CIS490/references/IEEE 9881803 — network-behavior trust scoring.md

Per-device trust from network behaviour

IEEE Xplore document 9881803 (https://ieeexplore.ieee.org/document/9881803).

This paper is the citation behind the motivation scene in the deck — specifically the claim that a per-host detector becomes much stronger when its output is combined with network-level behaviour signals (peer observations, gateway traffic patterns, cross-host relationships) to compute a fleet-wide trust score.

What we borrow

• Trust as a multi-source aggregate. A single host's classifier is noisy by itself; the paper makes the case that trust should be computed from local verdicts plus network behaviour, not either alone.
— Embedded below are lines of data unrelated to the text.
PR #194, opened 2020-10-15
Reduce failures in webhook tests

JoelSpeed:
I keep seeing the following in test failures, looks like we are checking the object before the error. Would be better to check the error first so that the error message is displayed in the JUnit output
```
/go/src/github.com/openshift/cluster-api-actuator-pkg/pkg/operators/machine-api-operator.go:129
Expected
    <*v1.ValidatingWebhookConfiguration | 0x0>: nil
not to be nil
/go/src/github.com/openshift/cluster-api-actuator-pkg/pkg/operators/machine-api-operator.go:134
```

Secondly, based on some analysis of the test results, it looks like we are not actually waiting for the object to be deleted and recreated in the recover after deletion tests.

These are the only tests that should be deleting the MWC/VWC yet looking at the must-gather for https://prow.ci.openshift.org/view/gs/origin-ci-test/pr-logs/pull/openshift_cluster-api-provider-azure/158/pull-ci-openshift-cluster-api-provider-azure-master-e2e-azure-operator/1316423821439275008 shows that the MWC/VWC are recreated after the test suite ends, ie, we didn't actually wait for them to get recreated in the test.

I've added some extra checks to the tests that should check that either the MWC/VWC is gone, or that the UID has changed. Both should signify that the resource was deleted successfully. Then, and only then, is it valid to wait for the new object to be created and to be in sync with the expectations.

### DIFF
--- a/pkg/operators/machine-api-operator.go
+++ b/pkg/operators/machine-api-operator.go
@@ -1,12 +1,17 @@
 package operators
 
 import (
+	"context"
 	"fmt"
 
 	. "github.com/onsi/ginkgo"
 	. "github.com/onsi/gomega"
 	"github.com/openshift/cluster-api-actuator-pkg/pkg/framework"
+	admissionregistrationv1 "k8s.io/api/admissionregistration/v1"
+	apierrors "k8s.io/apimachinery/pkg/api/errors"
+	apitypes "k8s.io/apimachinery/pkg/types"
 	"k8s.io/utils/pointer"
+	runtimeclient "sigs.k8s.io/controller-runtime/pkg/client"
 )
 
 var (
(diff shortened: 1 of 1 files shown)


pkg/operators/machine-api-operator.go
```diff
@@ -85,17 +90,51 @@ var _ = Describe("[Feature:Operators] Machine API operator deployment should", f
...
-		Expect(framework.DeleteValidatingWebhookConfiguration(client, framework.DefaultValidatingWebhookConfiguration)).To(Succeed())
+		// Record the UID of the current ValidatingWebhookConfiguration
+		initial, err := framework.GetValidatingWebhookConfiguration(client, framework.DefaultValidatingWebhookConfiguration.Name)
+		Expect(err).NotTo(HaveOccurred())
+		Expect(initial).ToNot(BeNil())
+		initialUID := initial.GetUID()
+
+		Expect(framework.DeleteValidatingWebhookConfiguration(client, initial)).To(Succeed())
 
+		// Ensure that either UID changes (to show a new object) or that the existing object is gone
```
elmiko, line 101: i just want to understand this a little better, shouldn't this always check that the old object was deleted?

elmiko (commented):
this generally makes sense to me, i just have a question about the deletion detection.

pkg/operators/machine-api-operator.go
JoelSpeed: If the old object was deleted, and the new one created in a very quick succession, we wouldn't get a 404, so I've written this so that it can detect that the object has changed to minimise flakes if at all possible

michaelgugino (approved):
/lgtm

Our per-host detector is positioned as one input to that broader signal — not a final verdict.
• Fast-recovery framing. Detection time gates how quickly a device can be reset to a known-good snapshot. The motivation scene borrows this framing to argue that low detection latency directly shrinks both blast radius (containment) and forensic dwell time (recovery).

Where it differs

• Their focus is the trust-aggregation layer above per-device classifiers; this project focuses on the per-device classifier itself. The paper's argument is what makes our local model worth building well — even a lossy on-host signal is useful when it's combined with the rest of the fleet's view.

If/when the PDF is dropped into this directory with a matching stem, the references viewer in the deck will pick it up automatically. Until then this sidecar stands alone as the citation note.